[EXTRACTED INFORMATION — start]
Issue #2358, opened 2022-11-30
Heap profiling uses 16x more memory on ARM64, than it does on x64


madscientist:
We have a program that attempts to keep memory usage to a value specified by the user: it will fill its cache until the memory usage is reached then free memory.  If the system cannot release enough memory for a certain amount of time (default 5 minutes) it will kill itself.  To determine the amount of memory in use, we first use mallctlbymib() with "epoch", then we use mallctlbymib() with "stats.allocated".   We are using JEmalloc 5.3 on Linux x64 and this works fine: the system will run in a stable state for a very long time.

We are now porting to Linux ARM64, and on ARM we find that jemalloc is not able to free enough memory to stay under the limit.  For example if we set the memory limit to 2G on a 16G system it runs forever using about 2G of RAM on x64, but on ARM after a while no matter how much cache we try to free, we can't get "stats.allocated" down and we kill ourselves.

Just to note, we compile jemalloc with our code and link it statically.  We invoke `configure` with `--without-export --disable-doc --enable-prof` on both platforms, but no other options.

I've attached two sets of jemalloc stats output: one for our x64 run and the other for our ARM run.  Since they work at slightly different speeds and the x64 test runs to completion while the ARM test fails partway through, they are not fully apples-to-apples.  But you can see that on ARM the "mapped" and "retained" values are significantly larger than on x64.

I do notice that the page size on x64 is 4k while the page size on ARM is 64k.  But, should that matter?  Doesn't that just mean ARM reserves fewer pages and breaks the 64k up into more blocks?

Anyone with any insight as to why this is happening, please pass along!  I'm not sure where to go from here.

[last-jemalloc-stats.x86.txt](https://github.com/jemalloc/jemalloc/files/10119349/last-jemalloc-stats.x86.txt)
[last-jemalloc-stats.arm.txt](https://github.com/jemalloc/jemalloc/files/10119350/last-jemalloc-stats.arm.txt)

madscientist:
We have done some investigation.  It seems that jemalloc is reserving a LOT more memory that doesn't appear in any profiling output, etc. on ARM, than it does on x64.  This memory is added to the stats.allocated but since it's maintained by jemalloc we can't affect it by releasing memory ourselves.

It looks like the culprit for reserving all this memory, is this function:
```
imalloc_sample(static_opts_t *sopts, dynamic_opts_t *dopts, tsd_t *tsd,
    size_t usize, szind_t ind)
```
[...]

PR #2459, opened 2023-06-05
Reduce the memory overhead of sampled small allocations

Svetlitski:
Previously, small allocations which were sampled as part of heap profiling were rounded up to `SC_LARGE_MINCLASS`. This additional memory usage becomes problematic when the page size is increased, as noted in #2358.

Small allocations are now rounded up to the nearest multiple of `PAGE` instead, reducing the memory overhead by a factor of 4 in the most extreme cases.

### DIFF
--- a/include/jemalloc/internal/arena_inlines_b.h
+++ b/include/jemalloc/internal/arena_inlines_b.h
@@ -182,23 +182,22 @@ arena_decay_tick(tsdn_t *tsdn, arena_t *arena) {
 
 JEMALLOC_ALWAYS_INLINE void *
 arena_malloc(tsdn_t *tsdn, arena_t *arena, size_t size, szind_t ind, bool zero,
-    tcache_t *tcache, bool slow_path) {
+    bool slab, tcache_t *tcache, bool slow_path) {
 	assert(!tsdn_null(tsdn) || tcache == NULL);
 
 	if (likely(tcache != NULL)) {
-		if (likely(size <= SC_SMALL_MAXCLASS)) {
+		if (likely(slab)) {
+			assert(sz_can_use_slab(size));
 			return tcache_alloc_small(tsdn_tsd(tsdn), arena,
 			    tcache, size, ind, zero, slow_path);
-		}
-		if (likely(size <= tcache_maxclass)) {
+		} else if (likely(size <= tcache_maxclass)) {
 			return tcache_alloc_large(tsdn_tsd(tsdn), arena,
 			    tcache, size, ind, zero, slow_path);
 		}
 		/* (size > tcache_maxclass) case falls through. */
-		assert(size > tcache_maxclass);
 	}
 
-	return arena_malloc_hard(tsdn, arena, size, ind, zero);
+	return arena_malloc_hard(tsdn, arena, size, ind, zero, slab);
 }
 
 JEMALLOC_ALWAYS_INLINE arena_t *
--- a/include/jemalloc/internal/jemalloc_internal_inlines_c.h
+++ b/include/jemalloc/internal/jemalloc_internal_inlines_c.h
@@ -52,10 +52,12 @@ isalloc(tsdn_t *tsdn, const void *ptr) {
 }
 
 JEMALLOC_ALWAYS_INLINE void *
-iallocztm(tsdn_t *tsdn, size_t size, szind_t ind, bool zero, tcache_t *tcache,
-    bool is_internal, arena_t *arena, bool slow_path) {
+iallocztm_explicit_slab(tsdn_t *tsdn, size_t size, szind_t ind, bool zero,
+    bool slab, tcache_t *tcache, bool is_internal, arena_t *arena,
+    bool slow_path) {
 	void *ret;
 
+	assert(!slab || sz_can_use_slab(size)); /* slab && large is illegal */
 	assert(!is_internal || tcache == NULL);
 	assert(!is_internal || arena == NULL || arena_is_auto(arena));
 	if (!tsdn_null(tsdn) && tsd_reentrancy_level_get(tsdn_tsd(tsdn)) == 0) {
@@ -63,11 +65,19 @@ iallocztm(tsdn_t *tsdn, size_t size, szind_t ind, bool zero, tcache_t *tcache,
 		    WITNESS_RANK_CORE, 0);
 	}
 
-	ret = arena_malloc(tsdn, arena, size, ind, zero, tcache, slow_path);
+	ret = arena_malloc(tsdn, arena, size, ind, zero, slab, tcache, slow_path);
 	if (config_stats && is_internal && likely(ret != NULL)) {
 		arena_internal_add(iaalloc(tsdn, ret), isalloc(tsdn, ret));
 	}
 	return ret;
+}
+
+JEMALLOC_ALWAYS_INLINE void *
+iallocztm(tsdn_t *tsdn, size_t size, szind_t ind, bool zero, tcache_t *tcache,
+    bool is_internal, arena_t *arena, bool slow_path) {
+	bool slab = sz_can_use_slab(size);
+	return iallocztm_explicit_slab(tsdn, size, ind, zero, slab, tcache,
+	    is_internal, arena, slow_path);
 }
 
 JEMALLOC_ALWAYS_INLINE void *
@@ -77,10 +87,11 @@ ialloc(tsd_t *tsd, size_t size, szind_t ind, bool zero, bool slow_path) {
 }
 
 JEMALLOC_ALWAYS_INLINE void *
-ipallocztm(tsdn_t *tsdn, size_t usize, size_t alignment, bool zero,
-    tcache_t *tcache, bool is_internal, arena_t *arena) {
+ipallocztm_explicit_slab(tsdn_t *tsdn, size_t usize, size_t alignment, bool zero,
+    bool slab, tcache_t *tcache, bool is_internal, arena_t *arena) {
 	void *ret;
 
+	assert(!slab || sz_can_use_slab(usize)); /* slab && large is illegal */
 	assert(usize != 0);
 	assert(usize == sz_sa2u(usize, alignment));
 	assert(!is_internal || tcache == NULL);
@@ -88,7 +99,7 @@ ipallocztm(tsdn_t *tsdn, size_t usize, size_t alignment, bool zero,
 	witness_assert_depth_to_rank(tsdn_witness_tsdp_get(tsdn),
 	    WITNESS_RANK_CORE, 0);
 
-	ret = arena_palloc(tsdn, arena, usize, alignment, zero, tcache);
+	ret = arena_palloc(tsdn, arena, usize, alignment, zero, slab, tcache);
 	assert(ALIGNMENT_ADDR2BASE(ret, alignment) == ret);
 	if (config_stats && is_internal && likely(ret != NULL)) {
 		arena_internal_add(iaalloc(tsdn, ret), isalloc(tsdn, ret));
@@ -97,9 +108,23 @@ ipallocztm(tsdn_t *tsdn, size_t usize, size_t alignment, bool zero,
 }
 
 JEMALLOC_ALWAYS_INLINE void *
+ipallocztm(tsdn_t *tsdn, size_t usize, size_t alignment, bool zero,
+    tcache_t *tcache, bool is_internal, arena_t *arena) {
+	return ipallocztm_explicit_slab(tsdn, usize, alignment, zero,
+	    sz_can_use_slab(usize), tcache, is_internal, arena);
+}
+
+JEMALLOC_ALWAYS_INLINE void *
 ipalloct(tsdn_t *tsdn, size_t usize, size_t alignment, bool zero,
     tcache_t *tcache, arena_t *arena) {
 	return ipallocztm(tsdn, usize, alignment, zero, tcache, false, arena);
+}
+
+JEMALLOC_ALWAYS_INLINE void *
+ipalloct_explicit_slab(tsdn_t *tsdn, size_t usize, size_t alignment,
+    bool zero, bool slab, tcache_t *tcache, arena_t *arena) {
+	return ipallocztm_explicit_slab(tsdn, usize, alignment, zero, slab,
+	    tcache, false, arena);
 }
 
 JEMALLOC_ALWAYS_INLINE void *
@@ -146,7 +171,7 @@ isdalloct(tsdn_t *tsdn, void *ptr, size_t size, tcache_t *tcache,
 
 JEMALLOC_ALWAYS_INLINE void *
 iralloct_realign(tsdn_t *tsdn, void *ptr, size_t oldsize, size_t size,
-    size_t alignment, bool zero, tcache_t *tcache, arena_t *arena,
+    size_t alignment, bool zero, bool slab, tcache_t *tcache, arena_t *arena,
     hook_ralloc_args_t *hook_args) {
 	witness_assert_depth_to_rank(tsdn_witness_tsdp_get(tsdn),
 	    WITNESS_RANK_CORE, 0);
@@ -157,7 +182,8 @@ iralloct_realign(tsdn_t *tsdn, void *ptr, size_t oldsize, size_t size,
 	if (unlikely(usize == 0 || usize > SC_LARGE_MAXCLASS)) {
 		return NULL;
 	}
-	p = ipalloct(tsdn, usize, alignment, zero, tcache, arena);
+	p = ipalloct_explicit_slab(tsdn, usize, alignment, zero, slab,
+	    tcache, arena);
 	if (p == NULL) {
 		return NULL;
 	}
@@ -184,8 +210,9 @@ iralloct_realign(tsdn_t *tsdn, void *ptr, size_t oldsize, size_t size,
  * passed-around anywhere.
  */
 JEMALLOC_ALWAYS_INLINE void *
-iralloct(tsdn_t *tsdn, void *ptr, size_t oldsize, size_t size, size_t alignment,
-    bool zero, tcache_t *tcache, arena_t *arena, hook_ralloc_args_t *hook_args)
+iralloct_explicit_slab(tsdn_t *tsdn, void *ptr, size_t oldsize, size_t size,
[EXTRACTED INFORMATION — finish]
**PROBLEM DETAILS:** Counting only the lines that include "oldsize", state how many there are in the entries, and nothing else.

**OUTPUT FOR THIS EXERCISE:** 5